PR #736, opened 2021-09-02
[NMA-977] DashPay GitHub Actions

Syn-McJ:
GitHub actions for DashPay.

`dashwallet.yml` - workflow for pushing and pull requests in the master branch. Runs tests and builds for PR and for push it tests, builds and distributes apk to Firebase.
`manual_distribution.yml` - workflow for triggering build and Firebase distribution manually from Actions UI. This doesn't show up in Actions right now.
`fastlane/Fastfile` - fastlane file with pipelines for building, testing and distributing.

https://github.com/dashevo/dash-wallet/pull/741

## How Has This Been Tested?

********

- _BRIEF_: Tally, across the records, each line that contains the word "workflow", and answer with nothing except the count.

- _EXERCISE OUTPUT_: 2